Joseph talked about his discovery that writing is an infinitely perfectible craft. He regularly gets together with a group of writers to share ideas and drafts. He consults with novelists, poets, and journalists. He told students that having a support group helps motivate him to keep up with his work, which usually takes years to conceive, edit, and publish.

Joseph also spoke of his work with Robin Williams, who starred on Broadway in Joseph’s Bengal Tiger at the Broadway Zoo. The show tells the story of a tiger who is shot by a soldier during war and comes back as a ghost to haunt the man who shot him.

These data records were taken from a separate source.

Issue #2420, opened 2019-09-23
Add support in the formbuilder for `rank` question type


tinok:
This question type is supported by pyxform, Enketo, and Collect, but not yet in the formbuilder. See http://xlsform.org/en/#rank

The UI implementation is the same as for `select_one` and `select_multiple` questions: 

After choosing entering a question label and choosing 'Rank' question type, users can enter any number of select options in the formbuilder. 

During data collection, users can then change the order of these items as needed.

magicznyleszek:
Note: we currently have a rank question type, but it is not the official one, just an old custom implementation that _<q>when downloaded to XLS or deployed, it ends up being only a group with a special appearance<q>_

nanometrenat:
Hi @magicznyleszek quick comment with user thoughts.

Yes agree that Kobo formbuilder has a question type that says it is a rank type - but as per support doco at https://support.kobotoolbox.org/en/articles/1564770-rating-vs-ranking-question-types it is just a series of select-one dropdowns with validation that you can't select the same option twice.  This is fine for ranking 3 or 4 options, but for questions with 10-12 options to rank it is hard for users to remember which options they have already used.

It would be very useful to have the Enketo/ODK style ranking, where the user orders the available options rather than selecting them separately (https://community.kobotoolbox.org/t/rank-widget/2212/6)

Thanks ever so much!

jnm:
@duvld, now that you're in CoffeeLand, could you try this issue? Before there was a standard XLSForm `rank` type, we (@dorey) implemented a KoBo-specific ranking type (similar to the matrix type) that gets compiled into a group of `select_one` questions as described by @nanometrenat above:
https://github.com/kobotoolbox/kpi/blob/5495a6334b432dfb2f7e5199638af6a34f7fc752/kpi/utils/xlsform_preprocessors/koborank_handler.py#L9-L45

I think we need to support the new `rank` type concurrently with our old `kobo--rank` system so that existing forms keep working as expected. We **do not** want anyone's `kobo--rank` stuff changing unexpectedly to `rank`, because the format of the response data will change significantly.

**I propose that**
if someone… | …then:
-- | --
Adds a new "Ranking" question to a new survey | Use the new XLSForm `rank` type
Adds a new "Ranking" question to an _old_ survey | Use the new XLSForm `rank` type
Edits an old-style `kobo--rank` question in an old survey | Keep using the old-style `kobo--rank` logic
[...]

Issue #553, opened 2016-03-07
Allow making some actions in formbuilder with keyboard


tinok:
## Details

Allow navigating forms using keyboard only as much as possible - to improve accessibility and make usage faster by power users.

Important places:
- Form Builder: user can switch between input fields using the tab key and create a new question without using the mouse.

## Additional details

We need to remove global disabling of `:focus` styles - instead we can try using https://github.com/ten1seven/what-input or just enable them and make prettier than default.

magicznyleszek:
There are multiple different inputs that user would select with keyboard, plus nested groups could require some more visuals - thus "needs-design" label :)

tinok:
@magicznyleszek This is what we had in mind with this: 

![image](https://user-images.githubusercontent.com/673511/79349744-a00c9f80-7f04-11ea-97f0-b0fd19cb53ea.png)

![image](https://user-images.githubusercontent.com/673511/79349974-df3af080-7f04-11ea-87f7-3f48e5f630ea.png)

![image](https://user-images.githubusercontent.com/673511/79350123-0f828f00-7f05-11ea-91f4-0441f8c8c002.png)

duvld:
Note: Adding keyboard actions to choices questions would currently most likely be made in `viewUtils.makeEditable` because of the way pressing "Enter" behaves with `makeEditable` (they have no input fields) 

Since we have an issue (https://github.com/kobotoolbox/kpi/issues/2152) to remove instances of `makeEditable` already, it is probably best to work off of the solution to that issue rather than doing the work twice

magicznyleszek:
I feel that focus styles are good enough and all most needed keyboard navigation is covered. I am closing this, we can make some more advanced changes by creating a new issue :)

PR #2662, opened 2020-05-06
Additional keyboard navigation in formbuilder

### LINKED ISSUE #555: Default options can be replaced with single click
User should be able to replace default option text without having to highlight or delete it (like placeholders)

duvld:
## Description

Main thread: https://www.flowdock.com/app/kobotoolbox/kobo/threads/a571W3FWGd8-BDcwwsK9uPT9EO2

~~PR to https://github.com/kobotoolbox/kpi/tree/2152-drop-makeEditable because these changes depend on using `input` fields instead of `makeEditable` fields. Made seperate PR to differentiate the two branches.~~

⚠️ Note: May have conflicts with eventual PR to add ODKRank type (https://github.com/kobotoolbox/kpi/issues/2420) in this branch: https://github.com/kobotoolbox/kpi/tree/2420-koborank-odkrank-model due to changes in `view.choices.coffee`.

### Changes to be made
Suggested changes: https://github.com/kobotoolbox/kpi/issues/553#issuecomment-614078698

- [x] ENTER and Arrow Key navigation for selecting question
- [x] ENTER navigation for choice questions, pressing ENTER should add new option
- [x] Navigation between labels through tabbing
- [x] ~~Shortcut for adding a new question~~ Navigate to `+` option through tabbing
- [ ] SHIFT-TAB should also show `+` button above last question row
    - Currently not shown due to having `display: none` if not moused over

## One Tab to Rule Them All
Use TAB for navigation across formbuilder.

Current implementation of this user story below:

1. User clicks on [+] to create new question
2. Writes: What is your name? [enter]
3. Presses [right arrow] 3x, [enter] to select text question
4. [+] is highlighted, showing it can be activated with [enter]
5. Presses [enter] > new question box appears
6. Writes: Are you currently displaced? [enter]
7. Presses [enter] to select single select question
8. (first response option is highlighted, meaning user can type to replace placeholder)
9. Writes: Yes [enter]
10. Writes: No [enter]
11. (third response option is highlighted) User doesn't want to add more options, presses [Tab]
12. [+] is highlighted to add another question

553-navigation-story
Added boxes around each tabbable element:
553-tabbing

## Related issues
"ENTER navigation for choice questions, pressing ENTER should add new option" fixes #555 
May have conflicts with eventual PR to add ODKRank type #2420
Part of #553


jsapp/scss/components/_kobo.form-builder.scss
```diff
@@ -343,6 +374,17 @@ $t-form-builder-aside-open: 200ms;
...
     }
+
+    &:focus {
+      outline-color: rgb(77, 144, 254);
+      outline-offset: -2px;
+      outline-style: auto;
+      outline-width: 5px;
+
+      i {
+      outline-color: transparent;
```
magicznyleszek, line 385: indentation

duvld:
> I've found few issues:
> 
> 1. I think that tabbing into `+` to add a question, but only if it is visible, makes it a poor feature. I would  either work more on this here, or create a separete PR to improve it. Maybe make the `+` appear both after and before a question/group if something is focused inside the question/group? Additional complexity happens with nested groups!
> 2. There is a difference between mouse clicking `+` and ENTER activating it:
>    
>    1. MOUSE Screenshot 2020-06-03 at 15 29 59
>    2. ENTER Screenshot 2020-06-03 at 15 29 47
> 3. When adding a question with keyboard, the `+` that appears focused, appears at the end of the form, not just after a question. This can be observed if I have 10 questions, but I add new one at the top, and then `+` appears at the end not just after the one I've added. Similar problem when I keyboard add a question inside a group, I end up with `+` focused outside the group.

For 1. I think I know about this issue and my plan is to approach it with this:
> SHIFT-TAB should also show + button above last question row
> Currently not shown due to having display: none if not moused over

Let me know if this is what you're talking about/what you think :)

For 2. and 3., sometimes old issues are still present for some reason. I think fixed both of these already and they work fine for me on the staging server I set up for this PR: https://kf.tri.kbtdev.org have you tried to recreate them on there as well?

magicznyleszek:
I've found a great css selector that fixes the problems I had with `+` button: https://developer.mozilla.org/en-US/docs/Web/CSS/:focus-within and generally I think this is ready to be merged :ship::it: @duvld do you have any objections to merging this?

duvld:
@magicznyleszek great fix for the `+` button functionality :) functionally I think we're good to go, I did have an issue with the styling on the right side header buttons when they're tabbed:
image
I'm going to try to fix this quickly by removing outlines when focused

PR #2667, opened 2020-05-12
Hide repeat checkbox for matrix

### LINKED ISSUE #2634: Remove repeat checkbox for Question Matrix
## Description

A Matrix question (group) has a "Repeat this group if necessary" checkbox. It is possible to check it, but it doesn't do anything, and Backend doesn't even store it.

Screenshot 2020-04-20 at 17 50 32

We should hide it.

magicznyleszek:
## Description

Took some time to pinpoint the place where it should be disabled :P

## Related issues

Fixes #2634


duvld:
Not specified in the issue (unless I've missed it), so I'm wondering if it was intentional and removed for the same reason for the `Appearance (Advanced)` section is also removed? The code doesn't look like it's supposed to touch that checkbox:

image
(Both checkboxes now missing)

magicznyleszek:
@duvld awesome catch! The problem was that my `return false` was breaking the `for` loop, instead of just moving on. I've pushed a fix for that.

PR #2678, opened 2020-05-15
Fix infinite spinner on submission modal after clicking arrow

### LINKED ISSUE #2669: Single submission screen returns blank when clicking quickly on Next
## Description

When a user quickly clicks on the Next button within the single submission view, a blank modal sometimes appears instead of the next record. Right before the single submission screen comes back blank the main table is reloaded (instead of the single submission). 

## Steps to Reproduce

1. Open first record in table view
2. Quickly click on Next

## Expected behavior 

Second record opens.

## Actual behavior 

Blank modal window without data record.

## Additional details

This doesn't always happen but generally seems to be related to how quickly the user clicks on Next.

magicznyleszek:
## Description

Includes a tiny bit cleanup, sorry!

## Related issues

Fixes #2669


jnm:
@magicznyleszek, we have a problem on `master` with the submission modal—maybe it's related? Imagine that I have four submissions, open the submission modal, and see "1 of 4". If I then click next, I see "2 of 4" :+1:, but then if I click next again, I'm back at "1 of 4". From there, no matter how many times I click next, I remain stuck at "1 of 4" until I close the modal and reopen it.

PR #2718, opened 2020-06-22
Drop IE11 support

### LINKED ISSUE #2716: Handle Internet Explorer 11
Decision: we'll drop support for IE and display a more helpful message.

## Description

The old version of KPI on kobo.humanitarianresponse.info seems to work with IE11:
ocha ie11 Screenshot_2020-06-18_15-10-18

However, the new version `2.020.25` does not load the login screen properly. It allows login but shows a blank page afterwards:
image
image

Exception:
hhi ie11 Screenshot_2020-06-18_15-11-37

## Expected behavior 

Either KPI loads, or the user is redirected to an informative page telling them to use a newer browser. Enketo, for example, has dropped all IE support and shows this message to IE visitors:
image

magicznyleszek:
## Description

Three things here:
- Dropped IE11 from `.browserslistrc` (the file used for determining what browsers to support while building JS files)
- Created a redirect to kf.kobo.local/modern_browsers/ with a message about modern browsers (I copied the message from Enketo)
- Cleaned up some old IE-related things in templates

## Related issues

Fixes #2716


magicznyleszek:
There is not much hardcore changes here, so I allowed myself to merge it 😅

Among Joseph’s other dramatic works are Guards at the Taj, Animals Out of Paper, and The Leopard and the Fox.

Joseph’s newest play, Archduke, is about the assassination of Archduke Franz Ferdinand and the start of World War I. It is a both a historical drama and a dark comedy. Joseph traveled to Buffalo to develop the play while working with Road Less Traveled Productions and the theatre department of Buffalo State. After an intense rehearsal and revision process, Joseph conducted a public stage reading, which he invited Niagara students to see during his visit.

The reading took place on Jan. 28 at Buffalo State College’s Flexible Theater. It was directed by Scott Behrend and featured David Hayes, Anthony Alcocer, and Niagara faculty member Doug Zschiegner.

David Wysocki, a junior at Niagara, attended the public reading.

“I think one of the great things about a play read-through is that even though it’s presented on script, it still presents challenges,” he stated after the event. “You’re not just reading the lines out of the book but you’re also trying to act in a way that is your own interpretation. It still requires a lot work.”

Wysocki explained how even though the actors came up to a stand every time they spoke a line, it was still engaging and entertaining.

“It was a regular read-through with two separate acts and a fifteen minute intermission. The actors changed their movement to benefit the scene changes. They all did a marvelous job making it seem realistic and engaging the audience in the story,” he explained.
Archduke will have its world premiere at the Mark Tapor Forum in Los Angeles in April.